Everyone is anamored by the search prowess of Google. One trillion pages indexed, and all that.
The web pages that Google indexes are just the tip of the iceberg. What Google helps you do is find information, but what it doesn’t help you do is search databases. You can’t search Google for “the lowest airfare from Portland to Boston,” I mean you could but it would be a fruitless search.
Beyond those trillion pages lies an even vaster Web of hidden data: financial information, shopping catalogs, flight schedules, medical research and all kinds of other material stored in databases that remain largely invisible to search engines.
It is that stream of data that the next evolution of search engines are working to acheive. In a manner of speaking, they are trying to solve, what Google claims, is the final 10% in the search equation.
“Most search engines try to help you find a needle in a haystack,” Mr. Rajaraman said, “but what we’re trying to do is help you explore the haystack.”
That haystack is infinitely large. With millions of databases connected to the Web, and endless possible permutations of search terms, there is simply no way for any search engine — no matter how powerful — to sift through every possible combination of data on the fly.
To extract meaningful data from the Deep Web, search engines have to analyze users’ search terms and figure out how to broker those queries to particular databases. For example, if a user types in “Rembrandt,” the search engine needs to know which databases are most likely to contain information about art ( say, museum catalogs or auction houses), and what kinds of queries those databases will accept.
That approach may sound straightforward in theory, but in practice the vast variety of database structures and possible search terms poses a thorny computational challenge.
“This is the most interesting data integration problem imaginable,” says Alon Halevy, a former computer science professor at the University of Washington who is now leading a team at Google that is trying to solve the Deep Web conundrum.

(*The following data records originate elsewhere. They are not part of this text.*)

PR #10630, opened 2024-09-30
memtx: itroduce `exhaust_after` and `step_count` tree iterator members

mkostoevr:
The EQ/REQ tree iterators in the memtx read view perform comparison of the search key with each next tuple using the `key_data` member. The thing is, since a read view of a tree is immutable, we can just perform the second lookup to find the last tuple and only compare tuple pointers on each step. This will reduce the total overhead of iteration over tuples with huge field count, because the equal key comparison is expensive for them in read views now since we can't use the tuple format.

The first step towards this is introducing a new `exhaust_after` field to be used instead of the `key_data` in case of partial key search, and `step_count` for heuristics on whether to optimize the iteration or not.

Part of tarantool/tarantool-ee#921

NO_DOC=internal
NO_TEST=internal
NO_CHANGELOG=internal

### DIFF
--- a/src/box/memtx_tree.cc
+++ b/src/box/memtx_tree.cc
@@ -44,6 +44,7 @@
 #include "trivia/util.h"
 #include "tt_sort.h"
 #include <small/mempool.h>
+#include <math.h>
 
 /**
  * Struct that is used as a key in BPS tree definition.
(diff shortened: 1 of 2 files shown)


src/box/memtx_tree.cc
```diff
@@ -2271,6 +2271,10 @@ struct tree_read_view_iterator {
 	 * is exhausted - pagination relies on it.
 	 */
 	struct memtx_tree_data<USE_HINT> *last;
+	/** The last element of the iteration for EQ and REQ iterators. */
+	struct memtx_tree_data<USE_HINT> *exhaust_after;
```
locker, line 2275: `end` may be a better name (but then we'd have to make it point to the next tuple after the last one to match the STL naming conventions)

locker (approved):

PR #10605, opened 2024-09-23
ci: bump clang version to 19

ligurio:
Docker image: https://github.com/tarantool/infra/pull/206
Tarantool EE: https://github.com/tarantool/tarantool-ee/pull/922
Depends on https://github.com/tarantool/tarantool/issues/10631

NO_CHANGELOG=ci
NO_DOC=ci
NO_TEST=ci

Issue #10228, opened 2024-07-11
Rework integration with Undefined Behavior sanitizer


ligurio:
The commit 366cb668fb5c596fba522003a2e45aefdcd0d599 introduced integration with Undefined Behavior sanitizer [^1].
However, many UBSan checks were disabled globally for a whole project [^2]: 

> The patch makes it possible to turn the sanitizer on and catch
> UBs. The only supported UB so far is alignment check. Other types
> can be added gradually, along with fixing bugs which they find.

Due to global suppressions, we missed a bug #10143 reported by OSS Fuzz project, but this issue can be found by our unit test `swim_proto.test` with fewer efforts, see repro steps [^3].

I propose to enable all supported UBsan checks (see a full list in [^1]) and fix found issues or disable UBSan checks for particular functions with `__attribute__((no_sanitize("nonnull-attribute")))`.

[^1]: https://clang.llvm.org/docs/UndefinedBehaviorSanitizer.html
[^2]: https://github.com/tarantool/tarantool/blob/b0b32bff022caeffd64ca687baab908f25fa2fcb/cmake/compiler.cmake#L224-L270
[^3]: https://github.com/tarantool/tarantool/issues/10143#issuecomment-2222668971

Depends on:

- [x] https://github.com/tarantool/tarantool/issues/10699
- [x] https://github.com/tarantool/tarantool/issues/10631

ligurio:
How we did it in LuaJIT - https://github.com/tarantool/luajit/commit/b9ff5ae8ea60516f630a380948bfd140c237385a

ligurio:
https://github.com/tarantool/tarantool/issues/10742
https://github.com/tarantool/tarantool/issues/10741
https://github.com/tarantool/tarantool/issues/10740

PR #10632, opened 2024-09-30
cmake: fix build with GCC's AddressSanitizer

ligurio:
GNU GCC compiler has AddressSanitizer support since 4.8.0 [1], but it was unsupported in tarantool's build. The patch fixes a build by GNU GCC with enabled AddressSanitizer.

1. https://gcc.gnu.org/gcc-4.8/changes.html

NO_CHANGELOG=build
NO_DOC=build
NO_TEST=build


grafin (approved):
Thanks for the patch! LGTM, I've checked it with gcc 13.3.0, it works. Would be great if you could fix UBSAN for gcc too).

Currently it fails with:

```
CMake Error at cmake/compiler.cmake:228 (message):
  Undefined behaviour sanitizer only available for clang
  src/CMakeLists.txt:4 (enable_tnt_compile_flags)
```

But as far as I googled - UBSAN works with gcc starting with version 4.9.x.

ligurio:
> Thanks for the patch! LGTM, I've checked it with gcc 13.3.0, it works. Would be great if you could fix UBSAN for gcc too).

Sure, I'll do the same for UBSan but later and in another PR (in scope of #10228 and after merging of #10605).

Buristan (commented):
Hi, Sergey!
Thanks for the patch!
LGTM with the one question below:

I see the following lines regarding static build and Clang 16:
https://github.com/tarantool/tarantool/blob/47295fdebc1910b990c391c26fe92918a9c0c001/cmake/CheckDependencies.cmake#L33-L36

Are they Clang-specific, or should we update them for static build with GCC too?

ligurio:
> Are they Clang-specific, or should we update them for static build with GCC too?

No, seems `libresolv` is not needed. But `libasan` must be added to `ALLOWLIST`:

```diff
--- a/cmake/CheckDependencies.cmake
+++ b/cmake/CheckDependencies.cmake
@@ -34,6 +34,9 @@ elseif(UNIX)
     if(CMAKE_CXX_COMPILER_ID STREQUAL "Clang" AND ENABLE_ASAN)
         set(ALLOWLIST ${ALLOWLIST} libresolv)
     endif()
+    if(CMAKE_CXX_COMPILER_ID STREQUAL "GNU" AND ENABLE_ASAN)
+        set(ALLOWLIST ${ALLOWLIST} libasan)
+    endif()
 else()
     message(FATAL_ERROR "Unknown platform")
 endif()
```

Otherwise build has failed.

Buristan (approved):
Thanks for the updates!
LGTM!

Issue #10508, opened 2024-09-02
Iproto request for batch insertions in Arrow format


Gumix:
For the nodes to take advantage of batch insertions during WAL recovery and replication, batch insertions should be represented differently in WAL: the request should store the tuples in columnar format instead of our usual row-based format.

At the moment the target engine is `memcs`, but the new request could be supported by `memtx` and `vinyl` too.

See also https://github.com/tarantool/tarantool-ee/issues/820

PR #10638, opened 2024-10-01
third_party: fix `nanoarrow` install directory

Gumix:
Currently, in case of in-source build, the nanoarrow library is compiled in `<tarantool_git>/third_party/nanoarrow/`, although it is better to compile it in `<tarantool_git>/build/nanoarrow/`, because the `build` directory is ignored by `.gitignore`.

Follow-up #10508


ImeevMA (approved):

Totktonada (approved):
I just made the same fixup, verified locally and was about to send it. Opened the issue and found the backlink to this PR. Thanks!

PR #10639, opened 2024-10-02
test: disable fiber slice check in replica_apply_order test

locker:
Since commit e19bca5a74e8 ("box: check fiber slice in generic implementation of index count"), Vinyl's version of `index.count()` checks the fiber slice. As a result, the test may fail if it runs under a heavy load:

```
| @@ -94,6 +94,7 @@
|      end
|  end;
|   | ---
| + | - error: fiber slice is exceeded
|   | ...
|  -- Verify that at any moment max index is corresponding to amount of tuples,
|  -- which means that changes apply order is correct
```

Let's set the max fiber slice to a big value to avoid that.

### DIFF
--- a/test/replication/replica_apply_order.result
+++ b/test/replication/replica_apply_order.result
@@ -75,6 +75,10 @@ test_run:cmd("switch replica1")
  | ---
  | - true
  | ...
+-- index.count() checks fiber slice (gh-10553)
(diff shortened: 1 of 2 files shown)


nshy (approved):

locker:
Cherry-picked to 2.11 and 3.2.

PR #10644, opened 2024-10-03
index_def: make index_def_new non-failing

drewdzzz:
Function `index_def_new` can fail only due to failure of identifier
validation and due to failure of `key_def_merge` helper. The helper
`key_def_merge` can fail only because of OOM or if multikey validation
has failed.

Firstly, we never need to check identifier in `index_def_new` because we
always do it earlier actually (except for cases we use string literals
for internal indexes, but we don't need to check them anyway), so let's
remove this check. Secondly, `key_def_merge` cannot fail because of
multikey validation in `index_def_new` because the secondary index is
already validated and primary index cannot have multikey path at all.
So here it can fail only because of allocation failure - let's simply
make `key_def_merge` panic on OOM so that `index_def_new` will become
non-failing.

Closes tarantool/security#130

### DIFF
--- a/src/box/index_def.c
+++ b/src/box/index_def.c
@@ -103,10 +103,6 @@ index_def_new(uint32_t space_id, uint32_t iid, const char *name,
 	/* Use calloc to make index_def_delete() safe at all times. */
 	struct index_def *def = xcalloc(1, sizeof(*def));
 	def->name = xstrndup(name, name_len);
-	if (identifier_check(def->name, name_len)) {
-		index_def_delete(def);
-		return NULL;
-	}
 	if (space_name != NULL)
 		def->space_name = xstrdup(space_name);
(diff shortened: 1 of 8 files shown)


src/box/index_def.c
```diff
@@ -120,10 +120,6 @@ index_def_new(uint32_t space_id, uint32_t iid, const char *name,
 		if (opts->is_unique)
 			def->cmp_def->unique_part_count =
 				def->key_def->part_count;
-		if (def->cmp_def == NULL) {
-			index_def_delete(def);
-			return NULL;
```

One such search engine that is striving to advance web search is Kosmix. Has anyone used it, or familiar with it? Having only a cursory spin through the site, I like that it integrates information from Twitter, catalogues, news sites, blogs, etc.
But Google’s solution to the problem indicates that we’re moving to a semantic based web. Google is spidering databases via search queries and then building database models from this.

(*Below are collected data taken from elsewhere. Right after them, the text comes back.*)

PR #10816, opened 2024-11-15
config: don't replicate data from/to isolated instance

Totktonada:
The isolated mode can be enabled to stop data modifications on the given instance, including ones from the replication: it may help to debug a problem or extract some needed data. So, it seems worthful to stop replication from the non-isolated part of the replicaset to the instance.

The isolated instance goes to RO and drops iproto connections -- it should effectively stop replication from it *to* the non-isolated part of the replicaset. There is no sense to retry an attempt to connect to it and flood logs with errors. Let's just remove the isolated instance from the upstreams list.

Part of #10796

### DIFF
--- a/src/box/lua/config/applier/box_cfg.lua
+++ b/src/box/lua/config/applier/box_cfg.lua
@@ -99,6 +99,13 @@ local function switch_isolated_mode_before_box_cfg(configdata, box_cfg)
     -- An instance in the isolated mode shouldn't process a
     -- traffic from a user.
     box_cfg.listen = box.NULL
+
+    -- Don't replicate data from other replicaset members.
+    --
+    -- The isolated mode can be enabled to stop data modifications
+    -- on the given instance, including ones from the replication.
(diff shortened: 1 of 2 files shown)


src/box/lua/config/applier/box_cfg.lua

grafin (approved):
Thanks for the patch! There is a small typo in one of the commit messages 'connections -- it' - looks like there is an extraneous - here. Other than this - everything looks good to me.

Totktonada:
@grafin Thanks for the review!

Two hyphens are here deliberately -- this is how I represent a dash in texts, where I don't want to go beyond ASCII. However, I'm not sure that it fits good with the English grammar in the first place. I'll look around here, when rebase the patchset next time.

src/box/lua/config/applier/box_cfg.lua
Totktonada: Fixed.

georgiy-belyanin (approved):
Thank you for the patch. Everything is clear and documented rather well.

PR #10821, opened 2024-11-15
config: issue an alert on isolated instance

### LINKED ISSUE #10776: config: temporary exclude an instance from the replicaset

### LINKED ISSUE #10796: config: add isolated mode for an instance

Totktonada:
This way it is harder to overlook that the instance is isolated. It islikely important information for a person who performs administration tasks.

Closes #10796

### DIFF
--- a/src/box/lua/config/applier/box_cfg.lua
+++ b/src/box/lua/config/applier/box_cfg.lua
@@ -71,11 +71,25 @@ end
 
 -- Modify box-level configuration values and perform other actions
 -- to enable the isolated mode (if configured).
-local function switch_isolated_mode_before_box_cfg(configdata, box_cfg)
+local function switch_isolated_mode_before_box_cfg(config, box_cfg)
+    local configdata = config._configdata
+
     -- If the isolated mode is not enabled, there is nothing to do.
     if not configdata:get('isolated', {use_default = true}) then
         return
     end
+
+    -- Issue a warning to highlight the unusual instance status to
+    -- the administrator.
+    local key = 'isolated_mode_enabled'
+    local message = ('The isolated mode is set for the instance %q'):format(
+        config._instance_name)
+    config._aboard:set({
+        type = 'warn',
+        message = message,
+    }, {
+        key = key,
+    })
 
     -- An application or a role may perform background database
     -- modification if the instance is in the RW mode: for
@@ -855,7 +869,7 @@ local function apply(config)
 
     -- RO may be enforced by the isolated mode, so we call the
     -- function after all the other logic that may set RW.
-    switch_isolated_mode_before_box_cfg(configdata, box_cfg)
+    switch_isolated_mode_before_box_cfg(config, box_cfg)
     post_box_cfg_hooks:add(switch_isolated_mode_after_box_cfg, config)
 
     -- First box.cfg() call.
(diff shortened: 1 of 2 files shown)


src/box/lua/config/applier/box_cfg.lua

grafin (approved):
LGTM. Thanks a lot for breaking this patchset into several PRs!

src/box/lua/config/applier/box_cfg.lua
Totktonada: Done.

georgiy-belyanin (approved):
Thank you for the work you've done for easy patch review. Once again, everything is quite clear and IMO ok.

georgiy-belyanin:
I am not really into Tarantool administration process: probably it's also worth creating an alert on non-isolated instances that there is an isolated instance in the replicaset and that's why the data isn't replicated?

Totktonada:
> I am not really into Tarantool administration process: probably it's also worth creating an alert on non-isolated instances that there is an isolated instance in the replicaset and that's why the data isn't replicated?

I'm here on the more-or-less same side: probably :)

This idea comes to me too and I was in doubt, whether it is too many warnings (all the instances of the replicaset will be marked as yellow in TCM, for example). I've no decision here, so I didn't do it.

Google’s Deep Web search strategy involves sending out a program to analyze the contents of every database it encounters. For example, if the search engine finds a page with a form related to fine art, it starts guessing likely search terms — “Rembrandt,” “Picasso,” “Vermeer” and so on — until one of those terms returns a match. The search engine then analyzes the results and develops a predictive model of what the database contains.
That, of course, will make the Ubiquity Firefox extension that much more useful and the true future of web interfaces.